Stress fracture toughness $k_k$ is given by:

$k_k=f\sigma \sqrt{\pi a}$ ------------------(1)

Here,

$\begin{array}{l}\begin{array}{l}\text{F=geometry factor=1}\text{.0}\hfill \\ \text{σ=Applied stress=250MPa}\hfill \\ \text{a=Crack length}\hfill \end{array}\\ {\text{k}}_{\text{k}}\text{=Fracture toughness=25MPa}\sqrt{\text{m}}\end{array}$

Rearranging equation (1),

$\begin{array}{l}a=\frac{1}{\pi }(\frac{k_k}{f\sigma })\\ a=\frac{1}{\pi }(\frac{2.5}{(1.0)\times 250})\\ a=0.00318m\\ a=0.00318\times {10}^{3mm}\\ a=3.19mm\end{array}$

Therefore, critical crack length when 250 MPa stress is applied is given by 3.18mm

Let, a₁ is the initial flaw size when material subjected to stress in cyclic testing.

Now, the number of cycles (N) is given to find out crack (a₁)

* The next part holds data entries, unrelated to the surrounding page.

PR #4005, opened 2024-11-21
Add `isFullLinkJS` parameter to `scalaJSMinify`

arturaz:
Do not minify fast link JS by default, because that makes it harder to debug the application code in development.

I did not figure out a way to make this backwards compatible, so that existing builds that `override def scalaJSMinify` wouldn't have to update the method signature.

[Discord discussion](https://discordapp.com/channels/632150470000902164/1295786923410984981/1309286358224998401).

### DIFF
--- a/scalajslib/src/mill/scalajslib/ScalaJSModule.scala
+++ b/scalajslib/src/mill/scalajslib/ScalaJSModule.scala
@@ -139,7 +139,7 @@ trait ScalaJSModule extends scalalib.ScalaModule { outer =>
       esFeatures = esFeatures(),
       moduleSplitStyle = moduleSplitStyle(),
       outputPatterns = scalaJSOutputPatterns(),
-      minify = scalaJSMinify(),
+      minify = scalaJSMinify(isFullLinkJS)(),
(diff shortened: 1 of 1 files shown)


scalajslib/src/mill/scalajslib/ScalaJSModule.scala
```diff
@@ -326,8 +326,15 @@ trait ScalaJSModule extends scalalib.ScalaModule { outer =>
...
+   * 
+   * @param isFullLinkJS
+   *   whether we are in full-link mode
    */
-  def scalaJSMinify: T[Boolean] = Task { true }
+  def scalaJSMinify(isFullLinkJS: Boolean): T[Boolean] = Task { 
+    // Do not minify fast link JS by default, because that makes it harder to debug the application
+    // code in development.
+    isFullLinkJS
+  }
```
lefou, line 337: This can't work. Cached tasks can't accept parameters.

lolgab:
Since we are not in the breaking window yet, I proposed a binary compatible change in #4051

lihaoyi:
closing this for now since the other PR has landed

PR #4009, opened 2024-11-22
Optimize startup time using TCP sockets instead of junixsocket and `tput` instead of jline

lihaoyi:
The `AFUNIXServerSocket` library we are using seems to cause an extra ~500ms latency launching the Mill client, and also causes the Graal native-image to crash during generation. 

* Using TCP sockets seems to cut the launch overhead down from ~1000ms to ~500ms, and opens up the possibility of using native-image to cut it further. 

* Using localhost TCP sockets seems secure as far as I can tell  https://security.stackexchange.com/questions/108544/once-established-are-sockets-on-localhost-secure

* The JVM also ships with `UnixDomainSocketAddress` starting from JDK 17 that we can consider using, either by requiring JDK17 or by conditionally using it based on JDK version. But for now I want to keep supporting JDK11 and don't want to split the code paths, so we'll hold off on this for now

`jline.terminal.Terminal.getSize` also adds a few hundred milliseconds, so we instead use the same `tput` command that Ammonite uses which takes <10ms. 

* On windows where `tput` isn't support, it falls back to 100 cols, which I reduced it down from 120 to hopefully avoid line wrapping in most terminals while still providing a decent experience

Together these two changes cuts down the time taken for a hot `time ./mill version` on the Mill repo from ~1.05s to ~0.24s


main/server/src/mill/main/server/Server.scala
```diff
@@ -48,7 +46,8 @@ abstract class Server[T](
 
         while (
           running && {
-            val serverSocket = bindSocket()
+            val serverSocket = new java.net.ServerSocket(0)
```
roman-mibex-2, line 49: This binds to 0.0.0.0 for me, so it is listening to the world, including external network. At least on my machine.

So, better IMO:
```
        var serverSocket = new java.net.ServerSocket();
        serverSocket.bind(new java.net.InetSocketAddress("127.0.0.1",0));
```

I suggesting  the IP 127.0.0.1 over 'localhost', because localhost sometimes resolves to IP6 vs IP4, creating odd miss-matches.

main/api/src/mill/api/ClassLoader.scala
```diff
@@ -90,7 +90,9 @@ object ClassLoader {
         )
         retry {
           try os.copy(os.Path(Export.rt()), java90rtJar, createFolders = true)
-          catch { case e: FileAlreadyExistsException => /* someone else already did this */}
+          catch {
+            case e: FileAlreadyExistsException => /* someone else already did this */
+          }
         }
```
himanshumahajan138, line 96: @lihaoyi this file also got same changes in my PR while fixing linting error should i remove the changes from there or rebasing and merge will automatically fix this

PR #4019, opened 2024-11-24
Fix Detekt tests

lihaoyi:
Somehow the `PathRef(T.workspace).path` is causing issues, but it's totally redundant since we can just use `T.workspace`. Walking the `out/` folder filesystem and hashing stuff seems to be causing problems with the file locks we use to ensure mutual exclusion

Seems to make `example.kotlinlib.linting[1-detekt].local.test` pass reliably where previously it was very flaky

### DIFF
--- a/kotlinlib/src/mill/kotlinlib/detekt/DetektModule.scala
+++ b/kotlinlib/src/mill/kotlinlib/detekt/DetektModule.scala
@@ -21,7 +21,7 @@ trait DetektModule extends KotlinModule {
 
   private def detekt0() = T.task {
 
-    val args = detektOptions() ++ Seq("-i", PathRef(T.workspace).path.toString()) ++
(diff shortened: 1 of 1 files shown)


kotlinlib/src/mill/kotlinlib/detekt/DetektModule.scala
```diff
@@ -21,7 +21,7 @@ trait DetektModule extends KotlinModule {
 
   private def detekt0() = T.task {
 
-    val args = detektOptions() ++ Seq("-i", PathRef(T.workspace).path.toString()) ++
```
lefou, line 24: `PathRef(T.workspace)` is calculating an expensive (but unused) hash doomed to change as soon as we finish the task and write the cache to disc (into `T.workspace/"out"`).

PR #4027, opened 2024-11-25
Prepare JS Modules to be more extendable

myyk:
This is a very opinionated change which is inspired by my experiment with running NextJS on Mill in https://github.com/myyk/mill/tree/example-nextjs. It would be a smaller diff to merge that build off of this.

This change adds these features:
* rename `TypeScriptModule` to `TscModule` since there will be many types of TypeScript projects that wouldn't even want to extend it.
* Split out the node package managing stuff into `NodeModule`. In the future, this might even want to have flavors of `NpmModule`/`YarnModule`/etc but I don't want to over engineer this.
* `install` is a new command which can be more agnostic to `npm` or `yarn` or whatever and will install deps and copy 
`node_modules/` to the user's project outside of the cache to help the IDE. This will make auto-complete work a lot of the time.
* Splits out dev and normal dependencies like would be done in a node project.
* Ignores `node_modules/` in mill repo
* Adds ignoring `node_modules/` in examples, assuming user can copy example into their repo as a template.

Future work after this:
* Add a `NextJsModule` which extends `NodeModule` and looks a lot like this: https://github.com/myyk/mill/blob/example-nextjs/example/javascriptlib/basic/2-nextjs/build.mill

### DIFF
--- a/example/javascriptlib/basic/1-simple/build.mill
+++ b/example/javascriptlib/basic/1-simple/build.mill
@@ -1,13 +1,13 @@
 package build
 import mill._, javascriptlib._
 
-object foo extends TypeScriptModule {
-  object bar extends TypeScriptModule {
+object foo extends TscModule {
+  object bar extends TscModule {
     def npmDeps = Seq("immutable@4.3.7")
   }
 }
 
-object qux extends TypeScriptModule {
+object qux extends TscModule {
   def moduleDeps = Seq(foo, foo.bar)
 }
 


lihaoyi:
Let's merge https://github.com/com-lihaoyi/mill/pull/4003 before we proceed with this one, since that one has been WIP for a while and seems almost done

lihaoyi:
Closing this out of inactivity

$N=\frac{2[{(a_c)}^{2-n/2}-{(a_i)}^{2-n/2}]}{(2-n)(f^n\Delta {\sigma }^n{\pi }^{n/2})}$ --------------------(2)

Here,

$\begin{array}{l}{\text{a}}_{\text{1}}\text{=initial flow size =0}\text{.010mm}\hfill \\ {\text{a}}_{\text{c}}\text{=flow needed for fracture}\hfill \\ \text{Δσ=difference between maximum and minimum cyclical stress}\hfill \\ \begin{array}{l}\text{=125MPa-25MPa}\\ \text{=100MPa}\\ \text{n and c=material constant=3}\text{.1}\text{and}\text{1}{\text{.8×10}}^{\text{-10}}\text{respectivly}\end{array}\hfill \\ \text{N=number of cycles=350,000}\hfill \\ \text{F=1}\text{.0}\hfill \end{array}$

Equation (2) becomes.

$350,000=\frac{2[a_1{}^{(2-3.1)/2}-{(0.010)}^{(2-3.1)/2}}{(2-3.1)(1.8\times {10}^{-10}){(1.0)}^{3.1}{(100)}^{3.1}{\pi }^{3.1/2}}$

$350,000=\frac{2[a_1{}^{-0.55}-562.3413]}{(2-3.1)(1.8\times {10}^{-10}){(1.0)}^{3.1}{(100)}^{3.1}{\pi }^{3.1/2}}$

$350,000=-1,080.89(a_1{}^{-0.55}-562.3413)$

$-\frac{350,000}{1,080.89}={(a_1)}^{-0.55}-562.3413$

$-323.806={(a_1)}^{-0.55}-562.3413$

${(a_1)}^{-0.55}=-323.806-562.3413$

$=238.534$

$a_1=4.76\times {10}^{-5}m$

$=4.76\times {10}^{-5}\times 1000mm$

$a_1=0.0476mm$

Hence the length of the crack $a_1=0.04\text{76 mm}$

Now a number of cycles (N) for the crack length of $\text{0}\text{.0476 mm}$ is given by,

$N=\frac{2[{(a_c)}^{2-n/2}-{(a_i)}^{2-n/2}]}{(2-n)(f^n\Delta {\sigma }^n{\pi }^{n/2})}$

Here,

Under compression

$\begin{array}{l}\Delta \sigma =250MPa\\ a_1=0.0476mm\\ a_c=3.18mm\\ \Delta \sigma =250MPa\\ f=1.0\\ n=3.1\\ c=1.8\times {10}^{-10}\end{array}$

Therefore equation (2) becomes

$\begin{array}{l}N=\frac{2[{(3.18)}^{(2-3.1)/2}-{(0.0476)}^{(2-3.1)/2}}{(2-3.1)(1.8\times {10}^{-10}){(1.0)}^{3.1}{(250)}^{3.1}{\pi }^{3.1/2}}\\ =-\frac{429.528}{0.03168}\\ N=13,560cycles\end{array}$

Required number of cycles $13,5\text{60 }\text{cycles}$.

Conclusion

Hence by using strain fracture toughness of material equation and also a number of cycles equation, the number of cycles (N) before failure is $13,560cycles$.